3-11 odd, 29-33 odd, and 47

And Lucy, and the rest of you who have the same question, I know this won’t really answer *all* your questions, but consider this:

# Where do you need or use exponents in everyday life?

People who are not using math in their work or anything wouldn’t typically use exponents as such in normal life, since it doesn’t occur that often that you’d need to calculate 7 x 7 x 7 x 7 or 0.1 x 0.1 x 0.1 x 0.1 x 0.1 or other such calculations.
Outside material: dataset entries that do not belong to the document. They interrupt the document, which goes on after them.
PR #1443, opened 2018-06-11
Ka 2018 06 component library

fuzzylogic2000:


MagdaN:
@fuzzylogic2000 whats needs to be done here?

PR #1445, opened 2018-06-11
Contributions listing

ihucos:
Something that bothers me when I am using mein.berlin.de personally: I can't see a listing of all activities in the platform.

screenshot from 2018-06-11 18-57-06

@CarolingerSeilchenspringer 
Give me the OK for this, then maybe some different content and translations, then we do the technical review.


fuzzylogic2000:
I think we shouldn't merge this. It is not for the users, but only for initiators and clogs up the dashboard (or whatever you like to call it). And just putting in stuff like that, when mein.berlin doesn't have a user profile-thingy on purpose doesn't seem like a good idea to me.
Maybe we can put a real user profile a bit like the one in ae into bet.in?

Issue #1449, opened 2018-06-13
Bearbeiten button on Vorhaben detail page


phillimorland:
In dev: button is active on page load displaying 1 menu option, "Bearbeiten", clicking has no effect

PR #1455, opened 2018-06-14
dropdown fix

phillimorland:
separate dropdown and lr-bar__right classes into 2 divs due to styling on lr-bar__right


fuzzylogic2000:
fixes #1449

PR #1466, opened 2018-06-27
Pm 2018 06 list item fixes#1463

phillimorland:
change background colour to lighter gray


phillimorland:
first commit should be on branch pm-IE11-moderator-button, shall I delete that commit from this branch?

phillimorland:
not finished as just noticed odd behavior that I want to check

Issue #2935, opened 2020-05-11
category icons not displayed correctly


lthueer:
**URL:** https://meinberlin-stage.liqd.net/projects/test-17/
**user:** all
**expected behaviour:** sort ideas by categories with different icons (spatial idea challenge & spatial brainstorming
**behaviour:** the icons for different categories are all displayed the same
**important screensize:** /
**device & browser:** /
**Comment/Question:** the screenshot describes the problem. A test project on stage was used for that problem: https://meinberlin-stage.liqd.net/projects/test-17/

Moreover, here is a link to a project how the category icons "should" look like: https://mein.berlin.de/projects/vorbereitende-untersuchungen-nach-ss141-baugesetzb/

![Bildschirmfoto 2020-05-11 um 16 29 11](https://user-images.githubusercontent.com/36957474/81575688-97927200-93a7-11ea-805f-b01e88f6e601.png)

fuzzylogic2000:
When I look at the link it looks like the icons can't be added to the categories in the dashboard. Is that the problem? Can they be changed for projects that were there before?
Is it the same on dev?
@CarolingerSeilchenspringer

CarolingerSeilchenspringer:
@fuzzylogic2000 the icon-dropdown is not shown in dashboard next to the categories, neither on dev nor on prod and neither for new or older project.

fuzzylogic2000:
But on the map they are still shown for older projects? @CarolingerSeilchenspringer ?
Then the problem is in the dashboard! (where we changed a lot, so that makes sense. :smile: )

CarolingerSeilchenspringer:
correctly @fuzzylogic2000 in frontend they are shown for old projects but not for new ones, in Dashboard they can't be set in any project.

fuzzylogic2000:
I suspect that the problem in the dahboard is an unknown webpack endpoint: https://github.com/liqd/adhocracy4/blob/master/adhocracy4/categories/assets/category_formset.js

fuzzylogic2000:
So, this and the select are already in there: https://github.com/liqd/a4-meinberlin/blob/fbf106d0e432c9a57e288bb942cbbe67f1f23747/meinberlin/templates/a4forms/includes/inline_form.html#L28
The select is not shown because of d-none and also shouldn't because it needs to be replaced by a dropdown also showing the icons. That should be done by https://github.com/liqd/adhocracy4/blob/master/adhocracy4/static/select_dropdown.js, but I can't get it to work.
[...]

PR #2957, opened 2020-05-19
Dropdown select fixes

rmader:
Cleanups for our `app.js` and use select2 in more places.

Depends on: https://github.com/liqd/adhocracy4/pull/550
Related: https://github.com/liqd/a4-meinberlin/issues/2935


rmader:
This also means this:
image

becomes this:
image

Or even graphic:
image

PR #2963, opened 2020-05-22
WIP: apps/cms: add captcha to EmailForm

fuzzylogic2000:
I added the captcha like here https://github.com/springload/wagtail-django-recaptcha
and more info https://docs.wagtail.io/en/v2.1.1/reference/contrib/forms/customisation.html

Now it's displayed, but not verified. The mixin didn't have any effect. 
I also (shortly) tried to do the verification in the field, because I couldn't find any other way to get it into the form. But I only had value and not the data there, so didn't succeed.


rmader:
This was merged as part of https://github.com/liqd/a4-meinberlin/pull/2990 (and https://github.com/liqd/a4-meinberlin/pull/3003)

PR #3026, opened 2020-07-06
apps/notifications/send_test_emails: add new email to test emails

phillimorland:
@fuzzylogic2000 this was my just copy over test but I think it currently just checks if there is a bplan, i need to add the parts where it checks if it updates the bplan, also how the does this reduce test coverage?! its a test?! errr


fuzzylogic2000:
@phillimorland This is so cool! It's not for the automated python tests, but can be used for manual testing of the design of (nearly) all emails! So, you found quite a treasure there! Maybe we can check which new emails are missing (like wellcome and offline evnet notification) and/or also do something like this for a+?! @Rineee what do you think?
To use it, you'll have to add a user with your email address to your local DB and then start it with
`python manage.py send_test_emails <your email address>`
It might tell you that stuff is missing from the DB, so you just have to add or do one of these (like one Idea, one Project, one Bplan, one ParticipantInvite, ...)

PR #3033, opened 2020-07-07
WIP bplan/signals: add in update if statement so triggered on draft save

phillimorland:
@fuzzylogic2000 I just added the update if statement back as that was working with the save in dashboard but apparently not with the publication.
I was wondering if we could use anything from the serializer but I don't understand enough to know, I was just reading what python signals are so thats where i'm at


fuzzylogic2000:
The update_fields are a bit weird. One would think, they should be there in the save-signal, but you actually have to manually set them on save.
I tried to explain, where we set the update fields here: https://github.com/liqd/a4-meinberlin/pull/3019/commits/f273c2eca2c53f58e679dfdfc3c7a47019152911

PR #3097, opened 2020-09-03
Ks 2020 09 add interactive event module

Rineee:
The permission issue is fixed now. Because of [this code](https://github.com/liqd/adhocracy4/blob/3eb15d67f4de91aa004671a6813d5a847755d471/adhocracy4/api/permissions.py#L54) it was always asking for view_livequestions, but the permission was called view_questions, so renaming all permission was the solution.

So now you can add an interactive event and view it and post questions, but the whole react part looks very messy and I am not even sure if everything works there.. but maybe this is something for @phillimorland to go on with? :)


Rineee:
The permission issue is fixed now. Because of [this code](https://github.com/liqd/adhocracy4/blob/3eb15d67f4de91aa004671a6813d5a847755d471/adhocracy4/api/permissions.py#L54) it was always asking for view_livequestions, but the permission was called view_questions, so renaming all permission was the solution.

The whole react part looks very messy and I am not even sure if everything works there.. but maybe this is something for @phillimorland? :)

fuzzylogic2000 (changes requested):
The project tile and the view from the dashboard doesn't link to the view: 
```
django.urls.exceptions.NoReverseMatch: Reverse for 'module-detail' with arguments '('liqd', 'interactive-event')' not found. 1 pattern(s) tried: ['projekte/module/(?P<module_slug>[-\\w_]+)/$']
```

fuzzylogic2000 (approved):

fuzzylogic2000:
@phillimorland Alright, do you want to go on in this PR or do we just merge (while it still looks pretty broken)?

phillimorland:
@fuzzylogic2000 @Rineee I have started doing a clean up and it now doesn't look so broken, so we can maybe merge now and then keep working on different parts?

fuzzylogic2000 (approved):
Yes! I like that, let's do that!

Exponents are more or less just a shorthand notation for multiplying the same number by itself several times – and in normal life you just don’t need such often.

One example of how exponents do kind of connect with our everyday lives: when we speak about square feet, square meters, square inches, square miles, square kilometers or any other area units, or when we speak about cubic feet, cubic meters, cubic centimeters or any other such volume units.

The unit “square foot” is actually 1 foot x 1 foot, or (1 foot) squared, or (1 foot) to the power of 2. Similarly, a cubic foot is 1 foot x 1 foot x 1 foot, or (1 foot) cubed, or (1 foot) to the power of 3.

If you talk about SQUARE shaped areas, for example if you say “My room is twelve by twelve square”, you’re meaning your room is 12 feet x 12 feet, or 12^{2} square feet.

Another kind of indirect example is if you talk about extremely tiny or extremely big quantities. For example, the term ‘nanometer’ means 10^{-9} meter. The prefix ‘nano’ means the number 10^{-9} – an extremely small number. Or, within computer world you often see megabytes, gigabytes, terabytes. “Mega” means 10^{6} or one million, “giga” means 10^{9}, and “tera” means 10^{12}. Or megahertz – million hertz.